Wczoraj gadałem z teściowa i ona stwierdziła, że dziecko potrzebuje 18-19 stopni tylko jak kąpać w takiej temperaturze. Ech właśnie rozglądam się za jakąś cichym źródłem ogrzewania bo ja teraz mam 18 stopni w pokoju i jest mi zimno a co dopiero dziecku, a tu się nie zapowiada żeby zapalili w piecu. A tak włączę i nie będzie nawet o tym wiedzieć, gorzej później z rachunkami.
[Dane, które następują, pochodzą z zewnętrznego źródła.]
PR #192, opened 2023-07-11
fix for an issue with turf tables

royconst:
Moved turf_levels_base.sql to full_refresh. 
Ran the dbt locally and everything was successful. 
I cleared the failed upstream tests on the dag and marked the run successful. All the tests then passed on the dag.
Incidentally it also fixed the permissions errors that we had a prog lead ticket open for.

### DIFF
--- a/Pipfile
+++ b/Pipfile
@@ -5,6 +5,7 @@ name = "pypi"
 
 [packages]
 requests = "*"
+chardet= "*"
 dbt-core = "*"
 dbt-bigquery = "==1.3.0b2"
 gcloud = "*"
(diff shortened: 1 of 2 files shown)


jitoquinto (approved):
lgtm!

Pipfile
```diff
@@ -5,6 +5,7 @@ name = "pypi"
 
 [packages]
 requests = "*"
+chardet= "*"
```
emily-flambe, line 8: This PR was already merged a few days ago and I'm sure this isn't important, but @royconst curious if you know how this made it into the pipfile in dbt-cta 🤔 did this slip in by accident or is it needed for something?

PR #196, opened 2023-07-20
feat: Init Zoho Creator dbt for Metadata portion of sync

jitoquinto:
https://techallies.atlassian.net/browse/DE-429
dbt for the new Zoho Creator connector! Note this is only for the Meta API Endpoints and not the Bulk endpoints

PR for full DAG which is also syncing Bulk Reports - https://github.com/community-tech-alliance/airflow-dags/pull/349


emily-flambe (approved):
As gnarly as the whole Zoho Creator sync is, this at least seems straightforward, and I see no flags :shipit:

kanelouise:
dbt looks good to me, too.

PR #197, opened 2023-07-21
feat: add dbt models for ADP Worker Management [DE-304]

emily-flambe:
Hey, we've got some models here! I even created a real-ass README using most of the PR description, see below.

Sample tables yielded from this dbt can be viewed in dev BQ in dataset `partner_a_adp_worker_management`, and materialized views are in the dev Partner A project in dataset `adp_worker_management`.

---

A note about how this sync works: Airbyte delivers all of the data in a single table, `_airbyte_raw_workers`, in whose field `_airbyte_data` are contained all of the fields in the sync. Most of these are captured in the table `workers`, and some, such as contact info fields (personal_emails, work_emails) are array fields that are unnested in separate models. This is necessary because a single worker (associateOID in `workers`) might have more than one row for those streams.

In addition, the array field `workerAssignments` has two array fields that are further unnested: `assignedOrganizationalUnits` and `homeOrganizationalUnits`.

Beyond the mild unnestery going on, the dbt for this sync is fairly straightforward.

## Tests

This PR includes source tests, which look a lot like the tests we encode in schema yml files (to come in a separate PR) but are actually just included in `sources.yml`. I don't know why I chose to add them here, since in theory they are duplicative of the tests yet to come. I must have been in some type of mood. But if a test is good enough to run once, it's good enough to run twice, I guess?

All tables are updated using the Full Refresh - Overwrite sync mode in Airbyte, and all CTA base models use the full refresh strategy (`1_cta_full_refresh`). As such, the unique primary key for each table is the `_airbyte_*_hashid` generated in the `*_ab3` step in 0_ctes, and the tests are all configured to check for non-null-ness and uniqueness for these `hashid` fields.


jitoquinto (approved):
wowow this breakout is so much cleaner than whatever Airbyte is doing when it breaks out nested fields!

PR #199, opened 2023-07-24
feat (ADP worker mgmt): add schema yaml with dbt tests [DE-441]

emily-flambe:
This PR compares a new branch with dbt tests for the new ADP Worker Management sync to the existing branch (also in review) that adds all the other files to initialize the dbt for that sync.

@kanelouise @jitoquinto @royconst, probably easiest to review the other PR first (for Phase 2, [here](https://github.com/community-tech-alliance/dbt-cta/pull/197)) and then take a glance at this one.

dbt models and tests are all running successfully locally - about to try a dev deploy to airflow 👀


jitoquinto (dismissed):

kanelouise:
The only flag I have on this phase is that the tests are only on AB ID's and not primary keys from ADP itself. Maybe something you'd like to add in the future @emily-flambe?

emily-flambe:
> The only flag I have on this phase is that the tests are only on AB ID's and not primary keys from ADP itself. Maybe something you'd like to add in the future @emily-flambe?

Ahhh thank you for being on the lookout for that @kanelouise !! In this case actually all of the tables except for `workers` come from nested fields, so there's no PK in the data itself - instead we only have the `*_hashid` fields to rely on for avoiding duplicate rows. But I will YOLO-merge in a test for `AssociateOID` uniqueness to `workers_base` because that is the PK for that table!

Ale wole dołożyć niż później po lekarzach latać.

https://www.suwaczek.pl/cache/dd63331289.png

http://s3.suwaczek.com/201711191770.png

Odnośnik do komentarza

Kochana przy kompaniu musisz miec 25 bo ci zmarznie dzieciatko. Dogrzej sobie i tyle. Jesli twoja tesciowa cos bedzie psioczyc to wspomoc sie polozna zeby jej przegadala dla rozumu. Jak dla mnie 18 to tez zimnica. Jak nie palilismy to jest marzniecie w domu a.itak trzeba opalic, wiec co za roznica o te dwa worki wiecej czy dopalcicie sie do rachunku.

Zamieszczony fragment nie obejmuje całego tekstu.